Top of RECORDS FOR THE EXERCISE

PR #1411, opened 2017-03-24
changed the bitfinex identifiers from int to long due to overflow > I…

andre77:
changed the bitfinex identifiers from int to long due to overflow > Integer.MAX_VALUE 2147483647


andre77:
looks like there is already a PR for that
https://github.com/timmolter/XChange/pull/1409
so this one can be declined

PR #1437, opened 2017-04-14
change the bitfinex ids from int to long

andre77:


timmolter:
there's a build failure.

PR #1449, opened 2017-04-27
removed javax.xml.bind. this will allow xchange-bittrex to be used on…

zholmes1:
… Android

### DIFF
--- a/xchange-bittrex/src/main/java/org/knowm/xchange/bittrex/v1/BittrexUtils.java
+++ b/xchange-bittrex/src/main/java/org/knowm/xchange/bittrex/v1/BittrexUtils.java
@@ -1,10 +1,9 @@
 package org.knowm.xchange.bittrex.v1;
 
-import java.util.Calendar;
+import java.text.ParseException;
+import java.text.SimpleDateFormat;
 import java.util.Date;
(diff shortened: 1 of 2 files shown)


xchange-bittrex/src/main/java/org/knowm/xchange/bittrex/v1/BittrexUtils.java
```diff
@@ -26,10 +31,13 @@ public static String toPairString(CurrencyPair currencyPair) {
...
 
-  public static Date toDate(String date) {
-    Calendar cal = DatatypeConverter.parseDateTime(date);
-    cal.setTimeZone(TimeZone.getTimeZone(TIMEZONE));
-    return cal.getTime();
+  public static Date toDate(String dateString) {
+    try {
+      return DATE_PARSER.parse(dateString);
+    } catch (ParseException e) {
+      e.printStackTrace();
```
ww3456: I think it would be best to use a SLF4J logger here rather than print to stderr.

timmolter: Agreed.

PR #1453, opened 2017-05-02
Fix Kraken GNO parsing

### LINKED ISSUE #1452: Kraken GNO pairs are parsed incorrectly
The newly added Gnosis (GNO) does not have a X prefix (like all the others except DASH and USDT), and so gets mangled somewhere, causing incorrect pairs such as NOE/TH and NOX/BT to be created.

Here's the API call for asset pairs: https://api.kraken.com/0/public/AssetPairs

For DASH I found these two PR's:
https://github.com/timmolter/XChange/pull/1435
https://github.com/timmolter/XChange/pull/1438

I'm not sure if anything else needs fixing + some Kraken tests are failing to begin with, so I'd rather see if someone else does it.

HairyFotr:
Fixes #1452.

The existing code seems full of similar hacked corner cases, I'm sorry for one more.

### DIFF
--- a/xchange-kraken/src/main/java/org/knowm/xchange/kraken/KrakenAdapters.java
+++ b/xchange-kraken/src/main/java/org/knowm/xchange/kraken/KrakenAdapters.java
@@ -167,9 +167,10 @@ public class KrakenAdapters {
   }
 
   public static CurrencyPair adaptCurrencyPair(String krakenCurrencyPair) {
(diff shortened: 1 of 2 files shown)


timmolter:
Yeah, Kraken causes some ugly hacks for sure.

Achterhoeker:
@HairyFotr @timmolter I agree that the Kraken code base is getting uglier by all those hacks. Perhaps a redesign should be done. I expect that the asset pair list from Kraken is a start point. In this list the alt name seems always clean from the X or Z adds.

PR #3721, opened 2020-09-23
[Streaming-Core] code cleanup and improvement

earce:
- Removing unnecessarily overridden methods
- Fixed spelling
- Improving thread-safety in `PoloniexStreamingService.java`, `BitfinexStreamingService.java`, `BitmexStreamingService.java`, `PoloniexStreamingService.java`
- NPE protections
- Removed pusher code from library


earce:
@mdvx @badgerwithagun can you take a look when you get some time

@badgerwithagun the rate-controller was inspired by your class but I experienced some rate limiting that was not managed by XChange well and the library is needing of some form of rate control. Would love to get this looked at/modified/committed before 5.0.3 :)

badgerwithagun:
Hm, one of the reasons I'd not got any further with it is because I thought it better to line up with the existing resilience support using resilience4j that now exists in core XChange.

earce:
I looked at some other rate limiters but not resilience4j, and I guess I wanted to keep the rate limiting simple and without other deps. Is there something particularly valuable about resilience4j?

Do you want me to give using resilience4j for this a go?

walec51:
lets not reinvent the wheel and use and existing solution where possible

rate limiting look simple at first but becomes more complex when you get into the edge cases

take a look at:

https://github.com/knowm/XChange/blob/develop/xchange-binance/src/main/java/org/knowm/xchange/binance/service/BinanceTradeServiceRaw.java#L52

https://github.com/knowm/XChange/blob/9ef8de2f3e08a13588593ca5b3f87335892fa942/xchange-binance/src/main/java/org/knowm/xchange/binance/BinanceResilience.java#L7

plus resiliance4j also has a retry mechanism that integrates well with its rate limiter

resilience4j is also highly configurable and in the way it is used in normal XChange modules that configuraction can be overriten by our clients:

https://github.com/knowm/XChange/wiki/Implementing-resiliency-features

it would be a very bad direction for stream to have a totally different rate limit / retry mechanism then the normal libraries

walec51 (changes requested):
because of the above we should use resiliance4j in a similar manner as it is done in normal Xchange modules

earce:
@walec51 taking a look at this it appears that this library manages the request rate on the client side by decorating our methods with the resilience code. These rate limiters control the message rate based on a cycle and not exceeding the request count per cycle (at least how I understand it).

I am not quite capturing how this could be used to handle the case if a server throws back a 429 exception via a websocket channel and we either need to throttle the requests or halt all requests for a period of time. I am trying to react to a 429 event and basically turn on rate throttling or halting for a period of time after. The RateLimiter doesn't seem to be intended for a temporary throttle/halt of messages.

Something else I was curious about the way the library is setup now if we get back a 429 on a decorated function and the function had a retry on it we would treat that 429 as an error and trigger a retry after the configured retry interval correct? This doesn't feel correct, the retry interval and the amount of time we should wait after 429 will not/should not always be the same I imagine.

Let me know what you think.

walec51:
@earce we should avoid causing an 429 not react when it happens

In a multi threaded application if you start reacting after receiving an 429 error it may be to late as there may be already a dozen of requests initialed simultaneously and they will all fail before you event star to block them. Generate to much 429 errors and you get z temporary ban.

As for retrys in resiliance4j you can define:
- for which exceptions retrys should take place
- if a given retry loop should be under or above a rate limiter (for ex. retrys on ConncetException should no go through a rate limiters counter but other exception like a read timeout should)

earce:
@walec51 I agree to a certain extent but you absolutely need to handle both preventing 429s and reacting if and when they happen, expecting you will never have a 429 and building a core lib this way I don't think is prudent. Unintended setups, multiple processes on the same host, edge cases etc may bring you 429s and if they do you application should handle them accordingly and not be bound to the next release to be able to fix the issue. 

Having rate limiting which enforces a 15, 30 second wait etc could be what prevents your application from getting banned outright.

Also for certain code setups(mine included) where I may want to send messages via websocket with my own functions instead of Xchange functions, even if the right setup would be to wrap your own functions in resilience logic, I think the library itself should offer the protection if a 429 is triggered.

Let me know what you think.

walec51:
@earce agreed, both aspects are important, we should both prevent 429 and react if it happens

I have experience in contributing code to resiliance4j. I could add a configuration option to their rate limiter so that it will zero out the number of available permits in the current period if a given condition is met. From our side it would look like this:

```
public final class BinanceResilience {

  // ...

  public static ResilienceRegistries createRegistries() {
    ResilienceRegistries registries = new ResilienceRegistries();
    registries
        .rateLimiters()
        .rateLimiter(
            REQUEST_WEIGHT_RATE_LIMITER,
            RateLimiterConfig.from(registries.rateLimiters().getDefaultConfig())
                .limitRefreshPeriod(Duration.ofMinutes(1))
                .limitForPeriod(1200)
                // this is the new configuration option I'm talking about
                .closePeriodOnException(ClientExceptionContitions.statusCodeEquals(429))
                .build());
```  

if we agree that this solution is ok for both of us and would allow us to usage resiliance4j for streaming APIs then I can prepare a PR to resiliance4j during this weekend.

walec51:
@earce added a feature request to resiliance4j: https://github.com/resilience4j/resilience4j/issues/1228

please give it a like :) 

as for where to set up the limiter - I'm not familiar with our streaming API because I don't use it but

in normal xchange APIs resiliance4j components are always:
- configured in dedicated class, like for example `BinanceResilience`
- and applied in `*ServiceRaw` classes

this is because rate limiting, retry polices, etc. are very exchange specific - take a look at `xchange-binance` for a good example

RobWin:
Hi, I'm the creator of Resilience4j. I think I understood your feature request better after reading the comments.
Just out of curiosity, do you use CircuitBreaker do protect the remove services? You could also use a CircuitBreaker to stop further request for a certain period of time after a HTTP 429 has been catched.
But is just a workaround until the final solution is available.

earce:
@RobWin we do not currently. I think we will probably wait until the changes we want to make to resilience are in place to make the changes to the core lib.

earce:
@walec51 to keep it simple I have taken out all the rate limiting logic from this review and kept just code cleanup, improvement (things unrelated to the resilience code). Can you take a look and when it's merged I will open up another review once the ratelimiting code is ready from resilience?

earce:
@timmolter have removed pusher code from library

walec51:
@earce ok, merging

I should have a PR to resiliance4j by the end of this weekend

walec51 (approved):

Bottom of RECORDS FOR THE EXERCISE

**WHAT YOU SHOULD DO**
Every line above that holds "ParseException" should be copied out.

**SOLUTION FOR THIS PROBLEM**
+import java.text.ParseException;
+    } catch (ParseException e) {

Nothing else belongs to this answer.